Generic attacks are essential for the security analysis of hash functions. It provides an upper bound for the security level. In many cases, if the hash function is considered a random oracle, the complexity of an optimal generic attack usually represents the exact security level of this security notion. Since subset resilience is a security notion used in hash-based signature schemes, which are required to be post-quantum, it is essential to analyze the complexity of generic attacks on this security notion. It motivates our first result, giving generic quantum attacks on subset resilience.

Usually, we prefer cryptographic schemes based on weaker assumptions. For instance, we prefer a scheme based on the hardness of CDH (Computational Diffie-Hellman Problem) rather than that based on the hardness of DDH (Decisional Diffie-Hellman Problem). Since finding a solution to CDH is harder than DDH, it is more convincing that CDH is hard. In hash-based cryptography, we also have this consideration. If P=NP, there is no one-way or collision-resistant hash function at all. However, if we believe that one-way functions exist (this world is called Minicrypt in [26]), does it imply that CRH also exists? Actually, it is not the truth. Simon [38] first proves the impossibility of constructing a CRH from one-way permutation in fully black-box manners. Komargodski et al. [29] define four worlds of hashing-related primitives. Roughly speaking, in one of the worlds (called Hashomania), CRH exists, while in other worlds (called Unihash and Minihash), one-way functions exist, but no CRH exists. We do not know which our real world is, but we prefer the schemes that remain secure in weaker worlds.
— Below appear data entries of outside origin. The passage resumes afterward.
PR #1805, opened 2020-12-31
Add the ability to disable catchup in config file

tsachiherman:
## Summary

Add the ability to disable catchup in config file.

## Test Plan

Tested manually.

### DIFF
--- a/catchup/service.go
+++ b/catchup/service.go
@@ -465,6 +465,10 @@ func (s *Service) periodicSync() {
 				sleepDuration = s.deadlineTimeout
 				continue
 			}
+			// if the catchup is disabled in the config file, just skip it.
+			if s.parallelBlocks == 0 {
+				continue
+			}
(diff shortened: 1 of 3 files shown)


algonautshant (approved):
Looks good.

catchup/service.go
```diff
@@ -465,6 +465,10 @@ func (s *Service) periodicSync() {
 				sleepDuration = s.deadlineTimeout
 				continue
 			}
+			// if the catchup is disabled in the config file, just skip it.
```
algorandskiy, line 468: disabling it here still makes one catchup step via `s.sync()` above. Maybe exit earlier or not even run `periodicSync`?

tsachiherman: You're correct regarding the `s.sync()` above, but not running `periodicSync` completely is a problem since the agreement service depends on it ( i.e. it needs the `s.unmatchedPendingCertificates` case )

algonautshant (approved):

PR #1808, opened 2021-01-02
Update go files to have license range of 2021

tsachiherman:
## Summary

Update the license range from 2019-2020 to 2019-2021.

## Test Plan

No tests updates here, as this is only an in-code comment. The testing for this is done via the license check shell script.

### DIFF
--- a/README.md
+++ b/README.md
@@ -189,6 +189,6 @@ A number of packages provide utilities for the various components:
 
 Please see the [COPYING_FAQ](COPYING_FAQ) for details about how to apply our license.
 
-Copyright (C) 2019-2020, Algorand Inc.
+Copyright (C) 2019-2021, Algorand Inc.
 
 [developer site url]: https://developer.algorand.org/
--- a/agreement/abstractions.go
+++ b/agreement/abstractions.go
@@ -1,4 +1,4 @@
-// Copyright (C) 2019-2020 Algorand, Inc.
+// Copyright (C) 2019-2021 Algorand, Inc.
 // This file is part of go-algorand
 //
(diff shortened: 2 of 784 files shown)


pzbitskiy (changes requested):
I disagree. Let's update the checker script and allow 2019-202x

tsachiherman:
> I disagree. Let's update the checker script and allow 2019-202x

Both Adam and myself have looked into that in the past.
The goal here is to get the broadest legal protection while reducing the potential licensing ambiguity to the minimum.

I know that it looks like a tidious thing, but if you'll evaluate the actual cost, you'll find that it won't realy make a difference. 

Btw - I think that it's reasonable to convert a off-by-one year to be a warning rather then a build failuire.

brianolson:
Do we allow 20xx-2021 ? It seems wrong to me to claim 2019 copyright on a file that was created during 2020.

onetechnical (approved):
Looks simple enough. I wonder if we could automate this.

tsachiherman:
> Do we allow 20xx-2021 ? It seems wrong to me to claim 2019 copyright on a file that was created during 2020.

It would be reasonable to have it claim "2019" if one could say he was working on this "feature" for a very long time, right ?
( i.e. it doesn't have to be the "publishing date" )

It wouldn't be wrong to have some of the files start at 2021-2021, for instance. however, I think that there is real added value ( and please correct me if I'm wrong here ) in making it more flexible that we absolutely need to get legal coverage that we want.

The fact that the build "fail" might sounds like a bad thing, but it's more of a reminder to us, not a really a product failure. ( keep in mind that it would only fail on travis builds.. not locally )

PR #1811, opened 2021-01-05
Add BenchmarkWritingRandomBalancesDisk

tsachiherman:
## Summary

Add a benchmark to test the performance difference between writing to the accountbase table using the address as the primary key, versus using the rowid.

Benchmark results:

| Writing Method  | Database accounts number | Rate |
| ------------- | ------------- | ------------- |
| Using address  | 5,000,000 | 151,635 ns/acct_update |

It motivates our second result analyzing the “power" of SRH. When we assume that SRH exists, we need to know the reliability of this statement. In our work, we prove that the existence of SRH implies the existence of $\textsf {d}$CRH. It implies that the assumption that SRH exists lives in the world where $\textsf {d}$CRH exists.
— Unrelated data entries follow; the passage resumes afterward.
PR #1816, opened 2021-01-08
Eval prefetch

brianolson:
## Summary

Improve speed of BlockEvaluator eval() by pre-fetching account data, decreasing latency at various points during block accounting.

## Test Plan

passes existing tests and improves benchmark:
```
branch eval_prefetch
BenchmarkBlockEvaluatorRAMCrypto-8   	      12	1372329400 ns/op	     27455 ns/eval_validate_tx

master
BenchmarkBlockEvaluatorRAMCrypto-8   	      12	1779370174 ns/op	     35603 ns/eval_validate_tx
```


tsachiherman (commented):
Given that this improves the performance, I think that it would mean we need to keep focusing on this one. There are few aspects of this implementation that are quite premature and would not get us the full potential gains -
1. Instead of calling `state.lookup`, prepare a map ( no duplicates ) of the entries you'd need to load.
2. Use the execution pool to process batches of accounts. If each account fetching takes 30,000ns, grouping these into a 1ms buckets would be a good choice. The transaction signature verification currently using that patten.
3. I'm not convinced that we would benefit for having the prefetching in a go-routine, as it's only forcing us to take additional locks. Maybe we can block the eval until we prefetch all the accounts ? This would also imply the during the eval there is no need to lock before getting the value ( since it's guaranteed to be preloaded )

brianolson:
I tried using a local map (no locking) of seen addresses so that state.lookup() would only be called once per address, it was slower. Seems to be more efficient to just use the map behind the lock to see if an addr has been looked up yet.

2 sounds like a two stage pipeline. A first stage for fetching accounts and a second stage for doing the eval(). These pipeline stages could run in parallel but with less locking.

3. I bet (fetch all) (eval) would be slower than interleaved fetch-eval-with-locks, but it's worth an experiment. Should be easy to try...

brianolson:
3. tested this morning, no locking prefetch-then-eval is faster than master but not faster than interleaved prefetch+eval

ledger/eval.go
```diff
@@ -963,6 +991,7 @@ func eval(ctx context.Context, l ledgerForEvaluator, blk bookkeeping.Block, vali
 	if err != nil {
 		return StateDelta{}, err
 	}
+	go prefetchThread(ctx, eval.state.lookupParent, blk.Payset)
```
tsachiherman, line 994: The `ctx` here might not be the best context to use. I think it would be better to copy the 
```
validationCtx, validationCancel := context.WithCancel(ctx)
defer validationCancel()
```
from few lines below and use it here. That way, whenever this function exits OR the calling context is canceled, the prefetchThread would abort.

ledger/eval.go
```diff
@@ -1035,6 +1064,38 @@ func eval(ctx context.Context, l ledgerForEvaluator, blk bookkeeping.Block, vali
...
+		maybelookup(stxn.Txn.AssetReceiver)
+		maybelookup(stxn.Txn.AssetCloseTo)
+		maybelookup(stxn.Txn.FreezeAccount)
+		for _, xa := range stxn.Txn.Accounts {
+			maybelookup(xa)
+		}
+		if bail == 0 {
+			bail = 10
+			select {
+			case <-ctx.Done():
```
tsachiherman, line 1089: have you observed that calling this `<-ctx.Done()` is making it slow ? It's kind of unexpected that we're doing that only every 10 transactions. ( where the timing isn't really clear )

tsachiherman:
Keep in mind that the sqlite supports multiple concurrent readers. The existing code doesn't take advantage of that.

ledger/eval.go
brianolson: No, just a guess. I probably pulled this pattern from code where just calling time() is enough of a slowdown that it shouldn't be done too often.

brianolson:
idea: parallel sqlite3 fetch
problem: roundCowBase.lookup() calls Ledger.LookupWithoutRewards() which has a lock in it, and that calls accountUpdates.LookupWithoutRewards() which also takes a lock.
Updating all this to make parallel reads work could be a separate ticket.

tsachiherman:
> idea: parallel sqlite3 fetch
> problem: roundCowBase.lookup() calls Ledger.LookupWithoutRewards() which has a lock in it, and that calls accountUpdates.LookupWithoutRewards() which also takes a lock.
> Updating all this to make parallel reads work could be a separate ticket.

It's a read lock, so it won't be crucial. However, I agree that if you'd like to improve it, you should prepare a "list" of addresses you'd like to fetch and get them all with a single lock invocation.

I would start by making sure you have few go-routines that makes the calls in parallel. Implementing `LookupMultiple` could be next, if you find that the locking performance is an issue.

brianolson:
I missed that they were read-locks, yes they should allow multiple read threads. But, Looks like there isn't actually parallelism available at the sqlite3 layer. Adding more read threads just added to the time in CPU profile spent waiting on sqlite3, and the whole system was overall slower. A `LookupMultiple()` API may yet be more efficient.

brianolson:
I also tried a pipelined version that released txgroups and their prefetched account records over a chan, no locks, but this was also not faster than the simpler method implemented in this branch.

tsachiherman (commented):
I think that I have a better solution to the deadlock issue -
instead of 
```
defer validationCancel()
```
use
```
var wg sync.WaitGroup
wg.Add(1)
defer func() {
     validationCancel()
     wg.Wait()
}()

...
...

go prefetchThread(..., wg)
```

and inside prefetchThread : 
```
func prefetchThread(..., wg) {
    defer wg.Done()
```

you could use a channel to achieve the same, but I think that WaitGroup is more elegant.

ledger/archival_test.go
```diff
@@ -678,11 +678,6 @@ func makeSignedTxnInBlock(tx transactions.Transaction) transactions.SignedTxnInB
 
 func TestArchivalFromNonArchival(t *testing.T) {
 	// Start in non-archival mode, add 2K blocks, restart in archival mode ensure only genesis block is there
-	deadlockDisable := deadlock.Opts.Disable
-	deadlock.Opts.Disable = true
-	defer func() {
-		deadlock.Opts.Disable = deadlockDisable
-	}()
```
algorandskiy, line 685: I guess it was disabled here to speed up the test

ledger/eval.go
```diff
@@ -1075,23 +1103,29 @@ func (validator *evalTxValidator) run() {
...
 	if err != nil {
 		return ledgercore.StateDelta{}, err
 	}
 
+	validationCtx, validationCancel := context.WithCancel(ctx)
+	defer validationCancel()
+
+	// If validationCtx or underlying ctx are Done, end prefetch
+	if usePrefetch {
+		go prefetchThread(validationCtx, eval.state.lookupParent, blk.Payset)
```
algorandskiy, line 1120: why `eval.state.lookupParent` and not `eval.state` ?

In addition, we compare the power of subset resilience with one-wayness in our third result. We rule out the possibility of constructing an SRH from one-way permutations in fully black-box manners. Although it is not a positive result linking SRH to one-way permutations, it proves that SRH does not obviously exist in Minicrypt in a fully black-box manner. Consider the HORS signature scheme, a hash-based signature scheme whose CMA security is based on one-wayness and SRH. Our result implies that CMA security of HORS cannot be reduced to one-wayness solely in fully black-box manners.

We remark that the security of subset resilience does not directly affect the security of SPHINCS [8] and its variants [5, 9], which are practical and many-time stateless HBS. In SPHINCS, when signing a message m, it generates a pseudorandomness r, and then signs the hash value of r||m. This enables the schemes to be based on a variant assumption called target subset resilience rather than subset resilience. (It is similar in other variants of SPHINCS.) However, if the computation of r is corrupted (e.g. in the case that r is computed by calculating a pseudorandom function on the message m, and the key of the pseudorandom function is leaked), the security will be degraded to be based on (restricted) subset resilience. Note that the leakage of the pseudorandom function key only affects the security while the key pair is still in use. A leakage after its life will not cause a forgery immediately.

Subset resilience and hash-based signatures Subset resilience is first proposed in [36] as one of the assumptions needed in a few-time hash-based signature scheme called HORS. The security under chosen message attack is based on one-wayness and subset resilience. Then, Pieprzyk et al. [35] propose HORS++, a variant of HORS, and remove the requirement of subset resilience. Instead, they introduce a cover-free family [17], which captures similar property to subset resilience. In other words, a cover-free family imply an information-theoretic version of SRH, meaning that the probability of finding a subset cover is exactly 0.

In 2015, Bernstein et al. [8] propose SPHINCS, a practical stateless hash-based signature scheme. This scheme implements HORST, a simple variant of HORS, as a primitive in the structure. In the security analysis of SPHINCS, the security is reduced to subset resilience. However, SPHINCS essentially only requires a target version of subset resilience, which is a relaxation of subset resilience.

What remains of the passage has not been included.